PR #437, opened 2026-06-18
fix: Improve timestamp alignment in build logs

Kraci:
### Problem

Each build-log row shows a relative elapsed time (e.g. 3.6s) followed by the absolute time (e.g. 04:50:49.96 PM). The elapsed time has a variable width, which caused two visible bugs:

1. Truncation — once elapsed time hit two digits (10.2s), the extra character pushed the row past the fixed-width column and the absolute time got clipped to ….
2. Misalignment — the variable-width elapsed time shifted the absolute time to a different horizontal position on every row, so timestamps didn't line up vertically and were hard to scan.

On top of that, the elapsed value itself jumped around: formatDurationCompact emitted unpadded fields (2m 8s vs 2m 27s), so the seconds column wandered between single- and double-digit widths.

### Solution

Gave the timestamp a stable, fixed-width layout so the whole column lines up vertically and is easy to scan top-to-bottom. The elapsed time and the absolute time now each occupy a fixed column, durations are zero-padded so digits don't shift between rows, and the full timestamp always fits without truncation.

### DIFF
--- a/src/features/dashboard/build/logs-cells.tsx
+++ b/src/features/dashboard/build/logs-cells.tsx
@@ -7,7 +7,6 @@ import {
 } from '@/features/dashboard/common/log-cells'
 import { formatDurationCompact } from '@/lib/utils/formatting'
 import CopyButtonInline from '@/ui/copy-button-inline'
-import { Badge, type BadgeProps } from '@/ui/primitives/badge'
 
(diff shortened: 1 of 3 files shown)


Kraci:
@cla-bot check

tvi (approved):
_ _ _
◆ WHAT THE TASK ASKS ◆
The answer should consist only of the number of lines above in which "cells" appears.

◆ ANSWER TO THIS TASK ◆
3